There are a good many suspects at hand, in other words, in an oddly arranged version of the closed manor house type of mystery, but with little of substance to back up this statement, I do not believe that spies and espionage were Ms. Christie’s strongest points. Or in other words, where the book fails, if indeed it does, is in the plotting, which seems forced and unconvincing, concluding with some derring-do and remarkable rescuing that seems entirely fortuitous.
And that the bring-down-the-curtain revelation at the end was one that I was suspicious about myself several pages earlier — “What’s going on here?” I wondered to myself (you’ll have to take my word for it) — which only goes to reinforce the statement I made in the preceding paragraph. Entirely enjoyable then, is my conclusion, but weakest precisely (and curiously) where you’d expect an Agatha Christie novel not to be.

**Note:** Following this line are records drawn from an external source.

PR #355, opened 2015-01-18
Fixing tests

JakeGinnivan:
Taking a run at fixing a bunch of the failing tests. All of these tests are mainly failing because of commit counting strategies.

I have simplified this a great deal (in my mind). GitVersion now uses this basic rule:

`Count commits from the source of the base version`, if a base version doesn't have a source (say NextVersion from Config) it will use the source from the next base version.

For example, if the base version comes from a tag then it will be counted from that tag. If it is from a version in a branch name then it will be number of commits since that branch was created. If it comes a merge message it will count from when that merge was done.

The current commit counting confuses me. Would love a decent review of the commit counts in this @andreasohlund @SimonCropp @gep13 @nulltoken if possible :)

### DIFF
--- a/GitVersionCore.Tests/IntegrationTests/GitFlow/GitFlowFeatureBranchTests.cs
+++ b/GitVersionCore.Tests/IntegrationTests/GitFlow/GitFlowFeatureBranchTests.cs
@@ -17,7 +17,7 @@ public class GitFlowFeatureBranchTests
             fixture.Repository.Checkout("feature/JIRA-123");
             fixture.Repository.MakeCommits(5);
 
-            fixture.AssertFullSemver("1.1.0-JIRA-123+5");
+            fixture.AssertFullSemver("1.1.0-JIRA-123.1+5");
         }
     }    
 }
--- a/GitVersionCore.Tests/IntegrationTests/GitFlow/PatchScenarios.cs
+++ b/GitVersionCore.Tests/IntegrationTests/GitFlow/PatchScenarios.cs
@@ -13,13 +13,13 @@ public class PatchScenarios
             // create hotfix
             fixture.Repository.CreateBranch("hotfix-1.2.1").Checkout();
 
+            fixture.AssertFullSemver("1.2.1-beta.1+0");
+            fixture.Repository.MakeACommit();
             fixture.AssertFullSemver("1.2.1-beta.1+1");
-            fixture.Repository.MakeACommit();
-            fixture.AssertFullSemver("1.2.1-beta.1+2");
             fixture.Repository.ApplyTag("1.2.1-beta.1");
-            fixture.AssertFullSemver("1.2.1-beta.1+2");
+            fixture.AssertFullSemver("1.2.1-beta.1+0");
             fixture.Repository.MakeACommit();
-            fixture.AssertFullSemver("1.2.1-beta.2+3");
+            fixture.AssertFullSemver("1.2.1-beta.2+1");
 
             // Merge hotfix branch to master
             fixture.Repository.Checkout("master");
--- a/GitVersionCore.Tests/IntegrationTests/GitFlow/ReleaseBranchTests.cs
+++ b/GitVersionCore.Tests/IntegrationTests/GitFlow/ReleaseBranchTests.cs
@@ -16,7 +16,9 @@ public class GitFlowReleaseBranchTests
             fixture.Repository.CreateBranch("release-2.0.0");
             fixture.Repository.Checkout("release-2.0.0");
 
-            fixture.AssertFullSemver("2.0.0-beta.1+5");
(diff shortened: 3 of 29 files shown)


GitVersionCore.Tests/IntegrationTests/GitFlow/GitFlowFeatureBranchTests.cs
```diff
@@ -17,7 +17,7 @@ public void ShouldNotUseNumberInFeatureBranchAsPreReleaseNumber()
             fixture.Repository.Checkout("feature/JIRA-123");
             fixture.Repository.MakeCommits(5);
 
-            fixture.AssertFullSemver("1.1.0-JIRA-123+5");
+            fixture.AssertFullSemver("1.1.0-JIRA-123.1+5");
```
JakeGinnivan: I think this new behaviour is correct. the .1 is the same as we put on -beta, -unstable etc.

GitVersionCore.Tests/IntegrationTests/GitFlow/PatchScenarios.cs
```diff
@@ -13,13 +13,13 @@ public void PatchLatestReleaseExample()
             // create hotfix
             fixture.Repository.CreateBranch("hotfix-1.2.1").Checkout();
 
-            fixture.AssertFullSemver("1.2.1-beta.1+1");
+            fixture.AssertFullSemver("1.2.1-beta.1+0");
```
JakeGinnivan: Good example of new commit counting. We have not commited to the new branch, so why was it 1?

GitVersionCore.Tests/IntegrationTests/GitFlow/ReleaseBranchTests.cs
```diff
@@ -16,7 +16,9 @@ public void CanTakeVersionFromReleaseBranch()
             fixture.Repository.CreateBranch("release-2.0.0");
             fixture.Repository.Checkout("release-2.0.0");
 
-            fixture.AssertFullSemver("2.0.0-beta.1+5");
+            fixture.AssertFullSemver("2.0.0-beta.1+0");
```
JakeGinnivan: Same here, haven't commited to the release branch yet, so commit count is 0

GitVersionCore.Tests/IntegrationTests/GitHubFlow/ReleaseBranchTests.cs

June 21st, 2007 at 1:44 pm
Steve, this was the first crime book I read, when I was about ten, and I absolutely loved it. Curiously, I don’t remember Tommy and Tuppence being older and jaded, but maybe that’s because as a 10 year old, everyone seems older and jaded. Perhaps reading it as a child is the key to unfettered enjoyment.
As an aside, I saw a Marple or Poirot adaptation last year on TV in which Tuppence was one of the characters – played by Greta Scaachi, something of a secret drinker and definitely jaded, which suggests that in some strange way there was more mileage in these two characters than there ever was in the more famous Christie creations.
June 21st, 2007 at 1:58 pm
Hi Kevin,
I didn’t mean to suggest as strongly as you took me to say that Tommy & Tuppence were jaded. In N or M?, they are starting to feel some aches and pains, but rather than jaded, I saw them as frustrated and antsy that they weren’t being called upon to help with the new war effort. Which is to say, World War II.
On the other hand, I don’t know how they felt about the world in their later adventures, and it was certainly a few years later by then. I read one of the last two, don’t remember which one, but I do remember not liking it at all.
I have heard rumors that the recent Christie adaptations had converted Tuppence into a secret tippler, and that I definitely don’t remember in the books. If it’s so, I plan to either stay far away, or (and I can do this) convince myself that it’s another character altogether, and not Agatha Christie’s.
June 21st, 2007 at 2:17 pm
Steve, I’ve just done some research and the adaptation I’m talking about is “By the Pricking of My Thumbs”, rechristened for TV in 2006 as “Marple: By the Pricking of My Thumbs”, and yes, it becomes a vehicle for Miss Marple with Tommy (Anthony Andrews) and Tuppence (Scaachi) as grateful hangers on. I’m assuming this is because the Poirot and Marple brands have been running out of source material. Unfortunate.
October 6th, 2010 at 11:53 am
please iwant to know what is the meaning of n or m
October 6th, 2010 at 4:55 pm
According to Wikipedia: The title is taken from a catechism in the Book of Common Prayer which asks, “What is your Christian name? Answer N. or M.”
In terms of the plot, also from Wikipedia, but amplifying my own description:
“The duo begin a search for a German agent who may have infiltrated British command. Another British agent that was following these Germans left a cryptic message on his deathbed: “N or M. Song Susie”. Grant knew that “Song Susie” stood for Sans Souci, a hotel in Leahampton, and N and M were two German spies, one male and one female. Tommy is to go to Sans Souci to investigate whether N, M or both are at the hotel and to figure out their identities.”